Perhaps Ma’s charitable refocus led him to miss the hardening tenor of government policy. Just a month before his Shanghai speech, the CCP publicized new guidelines on how private enterprises are to help the Chinese state now that “risks and challenges have increased significantly” from the expanded private economy. Of course, this runs counter to the repeated and pained efforts by Chinese-owned tech firms such as Huawei, Tencent, TikTok and Alibaba to portray themselves as independent of government control in the face of mounting U.S. pressure.

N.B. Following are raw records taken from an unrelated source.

PR #2249, opened 2025-11-10
Feat/bittensor upgrades

UrbanWill:
## Notes:

- On hold while we figure out the best UX for this feature.

## Description 

Added Claim Settings for Bittensor Root staking.

Added Pending Root Claim Balances to balances lib.

Root staking (subnet 0) rewards are accumulated as alpha across subnets. Every ~2 days an auto claim will be triggered and it'll go over each subnet users accrued those root staking rewards and will claim them.

Now there are two claim types for when the auto claimer claim root staking rewards:

Swap (default): The auto claimer automatically swaps the earned rewards and adds it to the user's current root stake position.

Keep: The auto claimer keeps the user's earned emission in alpha in every subnet. It remains as staked alpha.

------

Nothing changes If a user is staking directly on a subnet that is not root

### 🖼️ **Screenshots:**

https://github.com/user-attachments/assets/7f9e118a-b7d0-4362-9faf-ed0fd88623e0


apps/extension/src/ui/domains/Portfolio/AssetDetails/BittensorClaimSettingsToolbarButton.tsx
```diff
@@ -0,0 +1,73 @@
...
+
+    return {
+      networkId: token.networkId,
+      address: balance.address,
+      netuid: token.netuid,
+      hotkey: token.hotkey,
+      stakeDirection: "bond",
+      step: "claim-settings",
+    }
+  }, [accounts, balances.each, bittensorNetworkIds])
```
0xKheops: ⚠️ Should not use `balances.each` in hook deps, as it creates an array each time it's called, causing the hook to re-evaluate on each render. 
The dependency should just be `balances`

packages/balances/src/modules/substrate-dtao/fetchBalances.ts
```diff
@@ -180,3 +249,35 @@ export const fetchBalances: IBalanceModule<typeof MODULE_TYPE>["fetchBalances"]
...
+  networkId: string,
+  metadataRpc: `0x${string}`,
+  hotkeys: string[],
+): Promise<Map<string, Map<number, bigint>>> => {
+  if (!hotkeys.length) return new Map<string, Map<number, bigint>>()
+
+  const entries = await Promise.all(
+    hotkeys.map(async (hotkey) => {
+      try {
+        const rootClaimable = await fetchStorageValue<[number, bigint][] | null>(
```
0xKheops: all fetchs could be merged in a single query to reduce the risk of hitting rpc rate limits

packages/balances/src/modules/substrate-dtao/calculatePendingRootClaimable.ts
```diff
@@ -0,0 +1,58 @@
...
+
+    pendingRootClaimBalances.push({
+      address,
+      tokenId: subDTaoTokenId(networkId, netuid, hotkey),
+      baseTokenId: subDTaoTokenId(networkId, netuid),
+      hotkey: hotkey,
+      netuid: netuid,
+      scaledAlphaPrice,
+      pendingRootClaim,
+      stake: pendingRootClaim,
```
0xKheops: this makes the pending root claim amount end up in the both in the `free` and `locked` properties of the balance, one of the symptoms is causing unstake max (with max button) transactions to fail.
i think it should be 0n, but maybe i missed something?

apps/extension/src/ui/domains/Portfolio/AssetDetails/BittensorUnstakeButton.tsx
```diff
@@ -33,7 +33,9 @@ export const BittensorUnstakeButton: FC<{ balances: Balances; className?: string
 
     const token = balance?.token as SubDTaoToken
 
-    return balance && token
+    const hasFreeBalance = balance?.free.planck && balance?.free.planck > balance?.locked.planck
```
0xKheops: see my comment in `fetchBalances.ts`, once fixed this could be changed to `!!balance.free.planck`.

apps/extension/src/ui/domains/Portfolio/AssetDetails/TokenContextMenu.tsx
```diff
@@ -94,6 +95,7 @@ const StakeMenuItem: FC<{ tokenId: string }> = ({ tokenId }) => {
 
 type Props = {
   tokenId: TokenId
+  balances: Balances
```
0xKheops: seems unused

apps/extension/src/ui/domains/Staking/Bittensor/BittensorBondModal/Forms/index.tsx
```diff
@@ -24,5 +25,7 @@ export const BittensorBondModalRouter = () => {
       return stakeType === "subnet" ? <BittensorSubnetBondReview /> : <BittensorRootBondReview />
     case "follow-up":
       return <BittensorBondFollowUp />
+    case "claim-settings":
```
0xKheops: see above comment

apps/extension/src/ui/domains/Staking/Bittensor/BittensorBondModal/Forms/BittensorClaimSettings.tsx
```diff
@@ -0,0 +1,159 @@
...
+import { useBittensorBondModal } from "../../hooks/useBittensorBondModal"
+import { useBittensorBondWizard } from "../../hooks/useBittensorBondWizard"
+import { BittensorStakingModalHeader } from "../BittensorModalHeader"
+import { BittensorModalLayout } from "../BittensorModalLayout"
+import { BittensorAssetAccountSummary } from "../components/BittensorAssetAccountSummary"
+
+export const BittensorClaimSettings = () => {
+  const [selectedClaimType, setSelectedClaimType] = useState<RootClaimType>(DEFAULT_ROOT_CLAIM_TYPE)
+  const { t } = useTranslation()
+  const { nativeToken, account, accountPicker, setAddress, onSubmitted } = useBittensorBondWizard()
```
0xKheops: feels inappropriate to reuse the bond wizard hook for this unless it's actually part of it. otherwise this form should live in its own modal.

packages/balances/src/modules/substrate-dtao/getMiniMetadata.ts
```diff
@@ -48,7 +48,13 @@ const getData = (metadataRpc: `0x${string}`): `0x${string}` | null => {
...
+    [
+      {
+        pallet: "SubtensorModule",
+        items: ["RootClaimable"],
+      },
+      { pallet: "SubtensorModule", items: ["TransferToggle"] },
+    ],
     [
       {
         runtimeApi: "StakeInfoRuntimeApi",
```
0xKheops, line 54: compactMetadata expects only one entry per pallet, with all the required items.
if changed to this, the issue we talked about will go away: `[{ pallet: "SubtensorModule", items: ["TransferToggle", "RootClaimable"] }],`

you may need to click the Reload button in Talisman Settings to clear the db and have it regenerated.

please dont forget to cleanup the fallback metadata download in `fetchStorageValues` afterwards

0xKheops (changes requested):
Great one over all, just easy to fix stuff

However It feels like the claim setting form could also be integrated to the root staking flow, with the setRootClainType call being bundled to the tx if user desires to change it.
the button to open the step could be added to the root staking bond review form.
it would both help users to understand what's going on, and simply notice the feature, in context.
it would also justify coupling the form with the useBittensorBondWizard hook :)

packages/balances/src/modules/substrate-dtao/getMiniMetadata.ts
UrbanWill: Thanks for the tip!

However, after adding the suggested changes it still doesn't work. I am leaving the fall back until this issue has been resolved.

I suspect it has something to do with the new metadata v8 changes required for this PR, can you please have a look? The reason for the suspicion is the following error "githubChaindata.ts:40 Failed to fetch chaindata Error: Failed to fetch from https://cdn.statically.io/gh/TalismanSociety/chaindata/main/pub/v8/chaindata.min.json"

It would be great to have the metada updating process documented, so I can reliably update it and reproduce any issues.

0xKheops: Reason you are still having issue is that chaindata provider is still targeting the `main` branch of chaindata (which uses v7).
it needs to target the branch that was bumped to v8, like so in `chaindata-provider/src/constants.ts`
Screenshot 2025-12-20 at 11 53 37 AM

Works fine for on my machine afterwards.

Yeah i hear you for the doc, however it's a big one that i can't do on the top of my head, it has to be done while actually going through the whole process.
So i planned to add it while implementing Solana Token 2022 balance module, which should be relatively soon.

Let's wrap this PR on monday, can do a screen sharing session if there is still any issue.

apps/extension/src/ui/domains/Staking/Bittensor/utils/constants.ts
```diff
@@ -10,3 +12,5 @@ export const TALISMAN_FEE_RECEIVER_ADDRESS_BITTENSOR =
   "5DzsVV2L4M9r4uWoyarzPyhfeCv6DDAEs5rM2bpHjmerPcGa"
 
 export const TALISMAN_FEE_BITTENSOR = 0.3
+
+export const DEFAULT_ROOT_CLAIM_TYPE: RootClaimType = "Keep"
```
0xKheops: The on-chain default is still `Swap`, eventhough they are planning to change it to `Keep` soon

```suggestion
export const DEFAULT_ROOT_CLAIM_TYPE: RootClaimType = "Swap"
```

packages/balances/src/modules/substrate-dtao/calculatePendingRootClaimable.ts
```diff
@@ -0,0 +1,58 @@
...
+    // We'll need to handle the fixed-point multiplication correctly
+    // For now, we'll do a simple multiplication and assume I96F32 is represented
+    // as a bigint with appropriate scaling
+
+    // Multiply claimable_rate by root_stake
+    // I96F32 multiplication: (a * b) / 2^32 to handle fixed-point
+    // But without knowing the exact scaling, we'll do simple multiplication
+    // This might need adjustment based on actual I96F32 implementation
+    const pendingRootClaim = (stake * claimableRate) / 2n ** 32n
+
```
0xKheops, line 39: My second brain is suggesting this, to match the python SDK implementation.
It's saying current code is slightly undercounting, though I didn't observe any difference in outputs after testing the change.
So up to you, this might be the fix to the issue mentionned in your comment there?

```suggestion

    // Multiply claimable_rate by root_stake
    // I96F32 multiplication: round((a * b) / 2^32)
    const pendingRootClaim = (stake * claimableRate + (1n << 31n)) >> 32n

```

0xKheops (changes requested):
the wizard looks great!
just a default value to fix and we're good

packages/balances/src/modules/substrate-dtao/calculatePendingRootClaimable.ts
UrbanWill: Oh that comment was left when I wasn't entirely sure how to work with the I96F32 and should have been removed by now.

HOWEEVER your second brain is right, I've cross reference the usage of I96F32 in bittensor's repo and they round it to to the nearest number, I was truncating.

0xKheops (approved):
LGTM!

Persistent reports suggesting that Ant Financial might be forced to pass a large chunk of shares to the state could likewise torpedo its global expansion goals.
“The government is reminding companies that, at the end of the day, we’re the ones who make the regulations, we’re the ones who issue the licenses,” says Mark Natkin, founder of Beijing-based IT research firm Marbridge Consulting. “And if you forget, then you may find an entire area of your business doesn’t get licensed, or your IPO gets halted, or whatever we need to do just to make sure you know who’s the parent and who’s the child.”
It’s a precarious tightrope that risks not only casting a pall over investor confidence but also undermining the willingness of entrepreneurs to take risks—especially in the liminal zones of commerce, where the rules are poorly defined but the payoffs may be greatest.
China didn’t have clear regulations on third-party payments services when Ma first launched Alipay, for example, and the risks of meddling in financial services were plain to him. “If someone has to go to jail, I’ll go,” Ma brazenly told colleagues at the time.
In Xi’s China, Ma may live to regret those words.